Note that the Microsoft TPC-C results are C++ running in COM+ and do not involve .NET or WCF.
In terms of WCF some reading of interest would be Creating high performance WCF services and A Performance Comparison of Windows Communication Foundation. The latter is almost 4 years old so some of those performance benchmarks may have been improved over the years.
Named Pipes ? XML-RPC ? Standard Input-Output ? Web Services ?
I would not use unsafe stuff like Shared Memory and similar
Named pipes would be the fastest method, but it only works for communication between processes on the same computer. Named pipes communication doesn't go all the way down the network stack (because it only works for communication on the same computer) so it will always be faster.
Anonymous Pipes may only be used on the local machine. However, Named Pipes may traverse the network.
I left out Shared Memory since you specifically mentioned that you don't want to go that route. Shared Memory would be even faster than named pipes tho.
So it depends if you only need to communicate between processes on the same computer or different computers. Any XML-based communication protocol (eg. Web Services) will usually be slower due to the massive overhead in XML.
i don't think there's a quick answer to this. if i was you, i would buy/borrow a copy of Advanced Programming in the Unix Environment (APUE) by Stevens and Rago and read Chapter 15 and 16 on IPC. It's a brilliant book if you really want to understand how *nix (a lot of it applies to any POSIX system) works down to the kernel level.

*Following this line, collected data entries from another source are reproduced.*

PR #3525, opened 2026-09-05
Serve builtin services only on ServerOptions.internal_port

chenBright:

Issue Number: resolve 

Problem Summary:

 Authentication configured through `ServerOptions.auth` can be bypassed
  entirely on a server that also sets `ServerOptions.internal_port`.

  `VerifyHttpRequest()` returns true without checking any credential when a
  builtin service is requested on `internal_port`. That verdict is not
  per-request: `verify()` runs only for the first message of a connection
  and the result latches the connection. Sending `GET /status` to 
  `internal_port` first therefore authenticates the connection, and everything 
  sent next on it is dispatched without ever calling `verify()`.

Changed:

  `internal_port` now carries builtin and Tabbed services only. Requests for
  ordinary services are rejected with `EPERM` (HTTP 403) and must go to the
  port passed to `Server::Start()`. With nothing but builtin services served
  there, the latch has nothing left to unlock.

Side effects:
- Performance effects:

---
### Check List:

### DIFF
--- a/src/brpc/policy/http_rpc_protocol.cpp
+++ b/src/brpc/policy/http_rpc_protocol.cpp
@@ -1558,7 +1558,8 @@ void ProcessHttpRequest(InputMessageBase *msg) {
         return;
     }
 
-    if (server->options().http_master_service) {
+    if (server->options().http_master_service &&
+        !IsInternalPort(*server, cntl->local_side())) {
         // If http_master_service is on, just call it.
         google::protobuf::Service* svc = server->options().http_master_service;
         const google::protobuf::MethodDescriptor* md =
@@ -1605,7 +1606,8 @@ void ProcessHttpRequest(InputMessageBase *msg) {
         mp->service->CallMethod(mp->method, cntl, &breq, &bres, nullptr);
         return;
     }
-    if (RejectBuiltinAccess(cntl, *server, mp)) {
+    if (RejectBuiltinAccess(cntl, *server, mp) ||
+        RejectNonBuiltinAccessFromInternalPort(cntl, *server, mp)) {
         return;
     }
     // Switch to service-specific error.
--- a/test/brpc_socket_unittest.cpp
+++ b/test/brpc_socket_unittest.cpp
@@ -118,6 +118,17 @@ class CheckRecycle : public brpc::SocketUser {
     }
 };
 
+// Acceptor::Join() returns as soon as Acceptor::BeforeRecycle() cleared
+// _listened_fd, which Socket::BeforeRecycled() calls several statements before
+// it closes the fd, so the fd may still be open when Join() returns.
+void WaitForClosedFd(int fd) {
+    for (int i = 0; i < 100 && fcntl(fd, F_GETFD) != -1; ++i) {
+        bthread_usleep(10000);
+    }
+    ASSERT_EQ(-1, fcntl(fd, F_GETFD));
+    ASSERT_EQ(EBADF, errno);
+}
+
 // Never hardcode a port in tests: it may be taken by another process or by
 // another test in this binary, making the test fail for unrelated reasons.
 // Listen on port 0 and ask the kernel which port it picked instead.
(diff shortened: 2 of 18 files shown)


src/brpc/policy/http_rpc_protocol.cpp
```diff
@@ -1605,7 +1605,8 @@ void ProcessHttpRequest(InputMessageBase *msg) {
         mp->service->CallMethod(mp->method, cntl, &breq, &bres, nullptr);
         return;
     }
-    if (RejectBuiltinAccess(cntl, *server, mp)) {
+    if (server->RejectBuiltinAccess(cntl, mp) ||
```
wwbmmm, line 1608: The new gate is placed after the `server->options().http_master_service` early-dispatch block (around line 1543), which calls into the user-provided http_master_service and returns before reaching this check. http_master_service is a non-builtin user service, so on a server that sets both `internal_port` and `http_master_service`, an ordinary (non-builtin) service is still reachable on internal_port, contradicting both the new docs and the guarantee that only builtin/tabbed services are served there. The same pattern also exists for `baidu_master_service` in baidu_rpc_protocol.cpp, whose dispatch happens before the new gate. Please move the internal-port restriction ahead of these master-service dispatch blocks (or apply it centrally) so the gate covers every non-builtin path.

---

wwbmmm (commented):
The change correctly narrows internal_port to builtin/tabbed services and adds tests, but the new RejectNonBuiltinAccessFromInternalPort gate is not applied on every request-dispatch path, so the stated guarantee that only builtin services are served on internal_port does not fully hold.

---

src/brpc/policy/http_rpc_protocol.cpp
chenBright: fixed.

Skip `baidu_master_service` and  `http_master_service ` on internal_port breaks the equivalence.

chenBright:
> ### 🔵 Needs a closer look
> The new fd-close polling helper in `test/brpc_socket_unittest.cpp` can be flaky due to missing EINTR handling in the `fcntl(F_GETFD)` loop.
> 
> Review details
> ### Suppressed comments (1)
> **test/brpc_socket_unittest.cpp:130**
> 
> * WaitForClosedFd() polls fcntl(F_GETFD) but doesn’t handle EINTR; if a signal interrupts fcntl, the loop may exit early and the final ASSERT expects EBADF, causing flaky failures. Also, errno should be reset before the final fcntl so the EBADF check is guaranteed to correspond to that call.
> 
> ```
> void WaitForClosedFd(int fd) {
>     for (int i = 0; i < 100 && fcntl(fd, F_GETFD) != -1; ++i) {
>         bthread_usleep(10000);
>     }
>     ASSERT_EQ(-1, fcntl(fd, F_GETFD));
>     ASSERT_EQ(EBADF, errno);
> }
> ```
> 
> * **Files reviewed:** 18/18 changed files
> * **Comments generated:** 0 new
> * **Review effort level:** Lite

`fcntl` only returns `EINTR` for the blocking lock commands (`F_SETLKW/F_OFD_SETLKW`); 
`F_GETFD` just reads the `FD_CLOEXEC` bit from the fd table and can't be interrupted, so 
`EBADF` is its only realistic failure.

test/brpc_socket_unittest.cpp
```diff
@@ -118,6 +118,17 @@ class CheckRecycle : public brpc::SocketUser {
...
 
+// Acceptor::Join() returns as soon as Acceptor::BeforeRecycle() cleared
+// _listened_fd, which Socket::BeforeRecycled() calls several statements before
+// it closes the fd, so the fd may still be open when Join() returns.
+void WaitForClosedFd(int fd) {
+    for (int i = 0; i < 100 && fcntl(fd, F_GETFD) != -1; ++i) {
+        bthread_usleep(10000);
+    }
+    ASSERT_EQ(-1, fcntl(fd, F_GETFD));
+    ASSERT_EQ(EBADF, errno);
```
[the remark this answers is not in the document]
chenBright: `fcntl` only returns `EINTR` for the blocking lock commands (`F_SETLKW/F_OFD_SETLKW`); 
`F_GETFD` just reads the `FD_CLOEXEC` bit from the fd table and can't be interrupted, so 
`EBADF` is its only realistic failure.

chenBright:
I've verified the remaining comments against the code. They're about comment phrasing and test details rather than real defects, so I'm leaving them as they are. I think the PR is ready.

wwbmmm:
LGTM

If you must have a quick answer, i would say the following (without putting a huge amount of thought into it), in descending order of efficiency:
Local Machine IPC
Shared Memory/Memory Mapped
files
Named Pipe/FIFO (only between
related processed - i.e. fork)
Unix Domain Socket
Network IPC/Internet Sockets
Datagram Sockets
Stream Sockets
Raw Sockets
At both levels, you are going to have to think about how the data you transfer is encoded/decoded and trade off between memory usage and CPU utilization.

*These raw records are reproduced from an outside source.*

PR #3532, opened 2026-09-08
Ignore canceled requests in the circuit breaker

wushinanqiyi:

Canceled RPCs use ECANCELED, which currently contributes to circuit-breaker error statistics and immediately reopens a half-open circuit. Caller cancellation does not indicate a downstream server failure.

Ignore ECANCELED alongside ELIMIT at the start of CircuitBreaker::OnCallEnd. Canceled requests do not affect sampling, error cost, latency, or the successful half-open probe count.

Add regression tests for cancellation during initialization, interleaved cancellation after initialization, and cancellation in the half-open state. The tests also check that genuine errors still trigger isolation.

Performance effects: one additional error-code comparison per call.
Breaking backward compatibility: no API changes; cancellation no longer causes circuit-breaker isolation.

### Validation

- git diff --check: passed.
- Native brpc unit tests: not run locally; this Windows host has no configured Linux/WSL build environment or brpc dependencies. Linux/macOS CI validation is still required.

### DIFF
--- a/src/brpc/circuit_breaker.cpp
+++ b/src/brpc/circuit_breaker.cpp
@@ -18,6 +18,7 @@
 #include "brpc/circuit_breaker.h"
 
 #include <cmath>
+#include <errno.h>
 #include <gflags/gflags.h>
 
 #include "brpc/errno.pb.h"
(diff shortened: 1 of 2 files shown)


wwbmmm:
LGTM

chenBright (approved):
LGTM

At the Network level, you will have to consider what layers of protcols you are going to run on top of. Most commonly, at the bottom of the application layer you will be choosing between TCP/IP or UDP. TCP has a lot more overhead as it is does error correction, checksumming and lots of other stuff. if you need in order delivery of messages you need to use TCP as opposed to UDP.

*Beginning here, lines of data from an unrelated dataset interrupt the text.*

PR #3534, opened 2026-09-10
refactor(butil): replace integer string conversions

darion-yaphet:

  Problem Summary:

  Replace internal uses of legacy `butil` integer-to-string helpers with `std::to_string` to reduce duplicated conversion logic.

  Changed:

  - Use `std::to_string` for internal `IntToString` and `UintToString` call sites.
  - Keep the public `butil::IntToString(int)` and `butil::UintToString(unsigned)` APIs as compatibility wrappers backed by `std::to_string`.
  - Update integer conversion tests while preserving unsigned conversion behavior for negative `int` inputs.

  Side effects:
  - Performance effects: No benchmark was run; no expected material impact.

  - Breaking backward compatibility: No. The existing public helper APIs remain available.

  ---
  ### Check List:
    - `cmake --build build --target BUTIL_LIB -j6`
    - `cmake --build build --target test_butil -j6`
  - [x] Related tests updated and passed.
    - `StringNumberConversionsTest.IntToString`
    - `HttpTest.http_head`

### DIFF
--- a/example/baidu_proxy_and_generic_call/proxy.cpp
+++ b/example/baidu_proxy_and_generic_call/proxy.cpp
@@ -17,9 +17,10 @@
 // todo
 // A proxy to receive EchoRequest and send back EchoResponse.
 
+#include <string>
+
 #include <gflags/gflags.h>
 #include <butil/logging.h>
-#include <butil/strings/string_number_conversions.h>
 #include <brpc/server.h>
 #include <brpc/controller.h>
 #include <brpc/channel.h>
@@ -65,7 +66,7 @@ public:
             FLAGS_load_balancer.c_str(), &options) != 0) {
             LOG(ERROR) << "Fail to initialize channel";
             (*cntl->response_user_fields())["x-bd-proxy-error-code"] =
-                butil::IntToString(brpc::EINTERNAL);
+                std::to_string(brpc::EINTERNAL);
             (*cntl->response_user_fields())["x-bd-proxy-error-text"] =
                 "Fail to initialize channel";
             return;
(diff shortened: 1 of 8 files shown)


darion-yaphet:
`IntToString` and `UintToString` were not removed directly because they are publicly exposed butil APIs. Removing them directly would cause external BRPC users to fail during compilation or linking.

chenBright (commented):
I don't see a clear advantage or necessity in switching to std::to_string here. It's just a stylistic swap. I'd suggest not making this change.

darion-yaphet:
Why should we re-implement the methods that are already provided by the standard library? There is no benefit at all.

wasphin:
Thanks for the cleanup. However, I think we need more benchmark results before making this change.

Replacing an existing implementation with std::to_string simply because the standard library provides it is not, by itself, a sufficient reason to change. We should demonstrate that the replacement is at least comparable in performance and does not introduce regressions on the toolchains we support.

In particular, the implementation of std::to_string varies across libstdc++ versions. Modern versions have optimized integer conversion, while older versions may implement it through vsnprintf, which can be significantly slower than the current butil implementation.

Could you please provide benchmarks covering representative integer types/values and, ideally, both older and newer supported GCC/libstdc++ versions? This would give us enough evidence to evaluate the trade-off rather than making the switch solely for API modernization.

darion-yaphet:
I have already explained that this PR is not intended to enhance performance, but rather to avoid duplication.

wwbmmm:
> I don't see a clear advantage or necessity in switching to std::to_string here. It's just a stylistic swap. I'd suggest not making this change.

+1

darion-yaphet:
OK. It seems it's not necessary anymore. Close.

On top of these are other protocols like HTTP, SOAP (on top of HTTP or another protocol like FTP/SMTP etc.). A binary protocol is going to be more efficient as long as you are network bound rather than CPU bound. If using SOAP on the MS.Net platform, then binary encoding of the messages is going to be quicker across the network but may be more CPU intensive.
I could go on. it's not a simple question. Learning where the latencies are and how buffering is handled are key to being able to make decisions on the trade offs you are always forced to with IPC. I'd recommend the APUE book above if you really want to know what is going on under the hood...
Windows Messaging is one of the fastest ways for IPC, after-all Windows is built on them.
It's possible to use WM_COPYDATA with IPInvoke calls to exchange data between 2 form based .Net applications, and I've got an open source library for doing exactly that. I've bench marked around 1771 msg/sec on a fairly hot laptop.
http://thecodeking.github.com/XDMessaging.Net
I don't know why you won't go with shared memory, but its very very fast from C# to C# apps on the same machine, and very reliable (unlike TCP sockets). spazzarama/SharedMemory is a fantastic C# lib that supports shared arrays and buffers with a simple high level API. You just initialize the class with a common memory file name (on client/server sides), and then update the array. Values magically appear on the other side!